-- Work to be completed --
Copy nothing but the lines below running from the line containing "hanzei: Well, I" through the line containing "as a precaution", both end lines included.

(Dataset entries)
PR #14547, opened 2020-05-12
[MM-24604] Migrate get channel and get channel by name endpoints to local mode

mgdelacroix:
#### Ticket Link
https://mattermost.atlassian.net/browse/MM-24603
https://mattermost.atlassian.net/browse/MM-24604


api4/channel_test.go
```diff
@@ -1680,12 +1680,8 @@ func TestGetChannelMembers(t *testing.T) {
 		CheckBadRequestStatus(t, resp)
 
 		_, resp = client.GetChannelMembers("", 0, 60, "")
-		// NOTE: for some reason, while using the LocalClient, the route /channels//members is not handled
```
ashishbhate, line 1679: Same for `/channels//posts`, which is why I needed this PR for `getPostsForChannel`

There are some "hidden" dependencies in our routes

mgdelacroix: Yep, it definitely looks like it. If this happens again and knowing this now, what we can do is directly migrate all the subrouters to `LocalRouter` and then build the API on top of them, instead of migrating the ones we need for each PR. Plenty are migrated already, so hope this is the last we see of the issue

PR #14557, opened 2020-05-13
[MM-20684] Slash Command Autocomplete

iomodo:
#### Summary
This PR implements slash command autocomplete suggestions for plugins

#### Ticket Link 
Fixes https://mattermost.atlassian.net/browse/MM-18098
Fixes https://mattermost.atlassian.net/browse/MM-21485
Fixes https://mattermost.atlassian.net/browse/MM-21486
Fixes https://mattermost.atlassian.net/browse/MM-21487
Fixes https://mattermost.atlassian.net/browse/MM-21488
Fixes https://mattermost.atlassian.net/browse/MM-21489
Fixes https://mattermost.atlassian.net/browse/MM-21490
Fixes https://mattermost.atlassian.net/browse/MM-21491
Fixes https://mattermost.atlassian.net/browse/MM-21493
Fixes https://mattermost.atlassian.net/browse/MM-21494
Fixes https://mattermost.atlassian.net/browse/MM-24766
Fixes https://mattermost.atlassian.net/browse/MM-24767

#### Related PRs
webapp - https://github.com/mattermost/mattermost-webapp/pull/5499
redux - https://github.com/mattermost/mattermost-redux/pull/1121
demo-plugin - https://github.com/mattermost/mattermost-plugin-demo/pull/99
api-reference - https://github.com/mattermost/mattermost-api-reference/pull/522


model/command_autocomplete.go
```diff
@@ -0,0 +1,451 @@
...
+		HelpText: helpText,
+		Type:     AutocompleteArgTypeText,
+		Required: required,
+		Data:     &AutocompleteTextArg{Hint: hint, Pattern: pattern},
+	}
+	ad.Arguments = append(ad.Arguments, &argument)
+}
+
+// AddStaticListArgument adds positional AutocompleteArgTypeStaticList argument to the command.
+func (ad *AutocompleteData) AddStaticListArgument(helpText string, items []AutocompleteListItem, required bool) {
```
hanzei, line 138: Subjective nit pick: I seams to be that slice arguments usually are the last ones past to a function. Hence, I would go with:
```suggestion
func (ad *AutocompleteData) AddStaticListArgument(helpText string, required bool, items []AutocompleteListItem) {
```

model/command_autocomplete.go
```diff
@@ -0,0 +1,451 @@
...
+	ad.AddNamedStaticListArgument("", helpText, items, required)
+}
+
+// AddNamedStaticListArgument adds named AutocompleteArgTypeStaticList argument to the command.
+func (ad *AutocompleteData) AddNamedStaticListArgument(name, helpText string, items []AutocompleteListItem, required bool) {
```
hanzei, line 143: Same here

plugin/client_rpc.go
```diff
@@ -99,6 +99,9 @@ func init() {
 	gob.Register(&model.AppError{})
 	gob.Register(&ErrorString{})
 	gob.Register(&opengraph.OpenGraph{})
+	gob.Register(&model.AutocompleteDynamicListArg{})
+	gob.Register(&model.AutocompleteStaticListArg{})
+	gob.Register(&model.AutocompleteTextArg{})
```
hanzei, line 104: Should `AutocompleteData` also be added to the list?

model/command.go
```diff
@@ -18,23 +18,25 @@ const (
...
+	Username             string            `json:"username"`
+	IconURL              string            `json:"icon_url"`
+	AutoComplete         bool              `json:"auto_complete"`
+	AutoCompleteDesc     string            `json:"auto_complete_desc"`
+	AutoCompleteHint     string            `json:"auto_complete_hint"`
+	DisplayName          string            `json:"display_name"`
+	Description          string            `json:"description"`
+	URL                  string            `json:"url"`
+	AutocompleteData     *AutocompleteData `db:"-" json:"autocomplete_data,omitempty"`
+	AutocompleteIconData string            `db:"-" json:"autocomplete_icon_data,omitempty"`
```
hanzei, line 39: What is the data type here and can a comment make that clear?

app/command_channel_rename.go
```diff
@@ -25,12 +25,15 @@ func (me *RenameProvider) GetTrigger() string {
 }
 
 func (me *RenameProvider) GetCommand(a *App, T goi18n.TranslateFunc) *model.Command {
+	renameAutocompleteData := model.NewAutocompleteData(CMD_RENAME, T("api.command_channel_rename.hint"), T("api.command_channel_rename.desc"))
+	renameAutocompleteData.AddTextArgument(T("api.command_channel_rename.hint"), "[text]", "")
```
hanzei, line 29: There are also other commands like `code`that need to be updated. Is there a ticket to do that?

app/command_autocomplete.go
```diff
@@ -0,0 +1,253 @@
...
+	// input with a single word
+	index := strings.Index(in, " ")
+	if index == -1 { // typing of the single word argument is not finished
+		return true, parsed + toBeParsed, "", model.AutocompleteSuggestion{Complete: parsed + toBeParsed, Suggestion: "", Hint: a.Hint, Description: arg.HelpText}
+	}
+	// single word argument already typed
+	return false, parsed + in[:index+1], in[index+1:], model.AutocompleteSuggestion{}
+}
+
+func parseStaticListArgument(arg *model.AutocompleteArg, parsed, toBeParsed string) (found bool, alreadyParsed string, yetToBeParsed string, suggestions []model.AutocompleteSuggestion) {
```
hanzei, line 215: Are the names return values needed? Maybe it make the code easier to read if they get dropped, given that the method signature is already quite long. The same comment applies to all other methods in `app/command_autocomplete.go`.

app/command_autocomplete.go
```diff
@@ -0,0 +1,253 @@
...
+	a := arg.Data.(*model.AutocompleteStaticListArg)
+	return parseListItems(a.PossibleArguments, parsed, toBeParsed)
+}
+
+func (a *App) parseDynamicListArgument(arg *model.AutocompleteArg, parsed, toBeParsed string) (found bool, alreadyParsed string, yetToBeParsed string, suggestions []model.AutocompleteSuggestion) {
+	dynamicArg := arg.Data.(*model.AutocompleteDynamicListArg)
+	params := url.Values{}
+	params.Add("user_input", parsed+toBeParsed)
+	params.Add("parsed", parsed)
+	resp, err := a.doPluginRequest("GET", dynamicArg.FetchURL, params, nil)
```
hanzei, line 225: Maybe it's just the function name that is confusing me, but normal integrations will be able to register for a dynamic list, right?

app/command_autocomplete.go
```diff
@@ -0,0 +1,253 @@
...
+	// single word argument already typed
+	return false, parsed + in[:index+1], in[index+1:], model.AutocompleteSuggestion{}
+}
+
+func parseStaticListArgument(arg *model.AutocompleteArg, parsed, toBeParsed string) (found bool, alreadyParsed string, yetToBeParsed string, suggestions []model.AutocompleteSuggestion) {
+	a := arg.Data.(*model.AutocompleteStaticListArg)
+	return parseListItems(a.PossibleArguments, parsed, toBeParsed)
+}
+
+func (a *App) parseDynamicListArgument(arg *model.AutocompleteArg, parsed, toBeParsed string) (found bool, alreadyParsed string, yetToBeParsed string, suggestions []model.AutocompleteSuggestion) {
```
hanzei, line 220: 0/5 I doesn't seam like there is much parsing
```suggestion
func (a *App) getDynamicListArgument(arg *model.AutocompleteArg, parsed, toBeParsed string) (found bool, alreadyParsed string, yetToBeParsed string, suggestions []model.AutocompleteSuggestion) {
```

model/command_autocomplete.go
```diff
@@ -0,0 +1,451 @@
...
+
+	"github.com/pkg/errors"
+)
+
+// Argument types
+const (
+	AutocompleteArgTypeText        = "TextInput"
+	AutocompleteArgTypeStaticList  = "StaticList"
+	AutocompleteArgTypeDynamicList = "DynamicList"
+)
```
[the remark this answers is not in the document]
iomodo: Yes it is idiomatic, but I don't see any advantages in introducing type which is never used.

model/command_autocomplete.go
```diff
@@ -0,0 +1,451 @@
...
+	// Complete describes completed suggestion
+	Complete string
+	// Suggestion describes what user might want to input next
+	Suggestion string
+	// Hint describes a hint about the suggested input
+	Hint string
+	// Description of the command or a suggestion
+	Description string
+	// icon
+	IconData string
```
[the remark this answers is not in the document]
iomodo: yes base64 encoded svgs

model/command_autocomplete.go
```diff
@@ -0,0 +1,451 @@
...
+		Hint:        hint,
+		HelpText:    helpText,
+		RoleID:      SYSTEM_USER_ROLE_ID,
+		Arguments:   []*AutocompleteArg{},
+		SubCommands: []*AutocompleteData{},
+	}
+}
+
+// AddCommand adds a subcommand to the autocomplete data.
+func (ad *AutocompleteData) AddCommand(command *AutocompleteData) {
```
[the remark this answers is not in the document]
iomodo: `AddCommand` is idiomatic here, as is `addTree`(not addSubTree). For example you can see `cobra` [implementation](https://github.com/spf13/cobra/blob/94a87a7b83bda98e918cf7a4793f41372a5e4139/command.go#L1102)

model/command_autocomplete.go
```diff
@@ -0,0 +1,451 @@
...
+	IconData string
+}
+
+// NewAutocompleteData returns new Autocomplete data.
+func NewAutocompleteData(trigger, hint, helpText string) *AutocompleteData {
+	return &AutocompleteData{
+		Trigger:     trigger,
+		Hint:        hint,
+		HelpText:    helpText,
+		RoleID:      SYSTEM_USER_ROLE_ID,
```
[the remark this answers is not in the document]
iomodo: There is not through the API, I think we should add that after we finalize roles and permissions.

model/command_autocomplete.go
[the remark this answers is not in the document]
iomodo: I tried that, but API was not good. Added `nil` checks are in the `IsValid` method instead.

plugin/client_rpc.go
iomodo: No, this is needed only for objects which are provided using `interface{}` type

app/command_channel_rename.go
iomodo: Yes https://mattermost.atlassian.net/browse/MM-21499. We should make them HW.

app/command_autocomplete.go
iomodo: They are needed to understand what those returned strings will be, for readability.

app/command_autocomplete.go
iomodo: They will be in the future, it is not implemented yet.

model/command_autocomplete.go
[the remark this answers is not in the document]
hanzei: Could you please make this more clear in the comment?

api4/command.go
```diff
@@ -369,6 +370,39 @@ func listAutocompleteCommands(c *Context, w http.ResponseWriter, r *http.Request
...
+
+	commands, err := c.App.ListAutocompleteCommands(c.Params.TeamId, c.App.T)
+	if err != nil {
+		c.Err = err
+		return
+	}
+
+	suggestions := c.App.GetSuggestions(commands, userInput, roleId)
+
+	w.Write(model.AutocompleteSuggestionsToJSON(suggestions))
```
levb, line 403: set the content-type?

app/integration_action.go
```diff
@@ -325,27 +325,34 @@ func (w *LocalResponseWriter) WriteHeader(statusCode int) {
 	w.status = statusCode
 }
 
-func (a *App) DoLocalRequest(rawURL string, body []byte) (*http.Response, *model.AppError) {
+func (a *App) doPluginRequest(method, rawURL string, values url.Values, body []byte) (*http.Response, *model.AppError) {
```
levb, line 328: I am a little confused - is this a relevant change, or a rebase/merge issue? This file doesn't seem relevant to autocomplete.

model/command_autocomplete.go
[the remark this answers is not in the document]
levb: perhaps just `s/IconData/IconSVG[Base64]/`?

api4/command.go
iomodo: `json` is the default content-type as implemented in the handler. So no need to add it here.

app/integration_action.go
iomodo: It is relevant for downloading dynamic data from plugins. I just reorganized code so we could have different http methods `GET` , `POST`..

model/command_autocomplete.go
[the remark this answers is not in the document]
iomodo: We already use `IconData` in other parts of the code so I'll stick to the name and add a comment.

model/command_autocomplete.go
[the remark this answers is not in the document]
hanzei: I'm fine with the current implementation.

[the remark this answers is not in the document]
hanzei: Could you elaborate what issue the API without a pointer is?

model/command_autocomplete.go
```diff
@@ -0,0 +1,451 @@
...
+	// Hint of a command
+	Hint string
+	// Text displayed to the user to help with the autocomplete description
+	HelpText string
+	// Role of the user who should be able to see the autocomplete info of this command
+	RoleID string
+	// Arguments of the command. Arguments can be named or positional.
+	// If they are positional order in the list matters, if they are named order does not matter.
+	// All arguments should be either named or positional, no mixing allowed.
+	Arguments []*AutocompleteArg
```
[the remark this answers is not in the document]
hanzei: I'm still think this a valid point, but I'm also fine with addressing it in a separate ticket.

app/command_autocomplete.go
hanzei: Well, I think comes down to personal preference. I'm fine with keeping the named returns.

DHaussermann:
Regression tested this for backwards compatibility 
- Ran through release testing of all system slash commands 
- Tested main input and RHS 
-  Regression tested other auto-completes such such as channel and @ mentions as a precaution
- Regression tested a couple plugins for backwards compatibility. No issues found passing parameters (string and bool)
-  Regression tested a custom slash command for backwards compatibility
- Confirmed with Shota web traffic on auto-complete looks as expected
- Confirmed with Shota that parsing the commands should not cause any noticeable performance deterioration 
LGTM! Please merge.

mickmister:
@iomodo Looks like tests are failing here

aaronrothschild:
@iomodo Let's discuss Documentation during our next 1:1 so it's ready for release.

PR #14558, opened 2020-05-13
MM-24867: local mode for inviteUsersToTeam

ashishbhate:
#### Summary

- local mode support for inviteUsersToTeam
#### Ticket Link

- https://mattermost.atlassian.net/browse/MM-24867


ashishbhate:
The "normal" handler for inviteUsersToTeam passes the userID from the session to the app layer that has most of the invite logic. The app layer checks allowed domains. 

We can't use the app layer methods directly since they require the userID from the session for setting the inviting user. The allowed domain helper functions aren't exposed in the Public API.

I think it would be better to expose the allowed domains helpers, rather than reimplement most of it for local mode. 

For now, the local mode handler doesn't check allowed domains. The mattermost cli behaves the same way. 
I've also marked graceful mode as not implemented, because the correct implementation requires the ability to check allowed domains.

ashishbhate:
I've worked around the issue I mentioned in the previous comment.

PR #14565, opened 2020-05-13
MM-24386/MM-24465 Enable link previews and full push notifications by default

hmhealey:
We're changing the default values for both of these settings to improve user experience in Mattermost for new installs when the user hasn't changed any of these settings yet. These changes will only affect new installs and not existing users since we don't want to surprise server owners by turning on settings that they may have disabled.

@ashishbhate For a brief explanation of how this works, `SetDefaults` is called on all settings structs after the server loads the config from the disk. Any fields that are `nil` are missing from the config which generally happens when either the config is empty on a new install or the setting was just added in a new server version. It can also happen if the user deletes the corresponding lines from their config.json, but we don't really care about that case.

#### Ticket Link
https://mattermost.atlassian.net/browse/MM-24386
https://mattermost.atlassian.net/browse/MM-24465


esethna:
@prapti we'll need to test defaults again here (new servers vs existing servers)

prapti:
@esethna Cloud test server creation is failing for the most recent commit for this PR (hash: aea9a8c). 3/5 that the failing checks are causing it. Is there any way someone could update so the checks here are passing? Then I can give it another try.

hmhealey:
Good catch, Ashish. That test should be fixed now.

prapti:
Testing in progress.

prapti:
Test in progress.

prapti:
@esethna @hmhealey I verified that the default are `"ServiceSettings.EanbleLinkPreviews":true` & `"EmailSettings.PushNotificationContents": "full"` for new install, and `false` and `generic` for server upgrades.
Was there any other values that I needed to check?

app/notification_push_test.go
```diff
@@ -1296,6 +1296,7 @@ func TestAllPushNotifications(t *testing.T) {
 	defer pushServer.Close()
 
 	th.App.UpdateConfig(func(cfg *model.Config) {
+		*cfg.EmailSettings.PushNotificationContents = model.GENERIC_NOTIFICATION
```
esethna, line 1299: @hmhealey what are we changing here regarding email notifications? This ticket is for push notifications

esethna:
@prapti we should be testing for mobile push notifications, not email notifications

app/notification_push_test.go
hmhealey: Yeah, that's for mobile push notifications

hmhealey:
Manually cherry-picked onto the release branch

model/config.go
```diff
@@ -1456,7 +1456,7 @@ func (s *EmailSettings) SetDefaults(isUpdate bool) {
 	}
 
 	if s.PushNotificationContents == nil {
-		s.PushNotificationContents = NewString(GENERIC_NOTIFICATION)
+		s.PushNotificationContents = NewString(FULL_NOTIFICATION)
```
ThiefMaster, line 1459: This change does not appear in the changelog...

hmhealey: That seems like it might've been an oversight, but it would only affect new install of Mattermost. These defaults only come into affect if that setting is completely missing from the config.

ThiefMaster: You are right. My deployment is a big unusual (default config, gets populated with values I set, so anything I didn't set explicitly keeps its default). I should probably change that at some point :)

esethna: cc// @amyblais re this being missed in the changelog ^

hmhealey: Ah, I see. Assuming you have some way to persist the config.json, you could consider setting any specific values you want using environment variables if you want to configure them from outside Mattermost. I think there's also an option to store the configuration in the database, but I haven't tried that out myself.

-- Written solution --
hanzei: Well, I think comes down to personal preference. I'm fine with keeping the named returns.

DHaussermann:
Regression tested this for backwards compatibility 
- Ran through release testing of all system slash commands 
- Tested main input and RHS 
-  Regression tested other auto-completes such such as channel and @ mentions as a precaution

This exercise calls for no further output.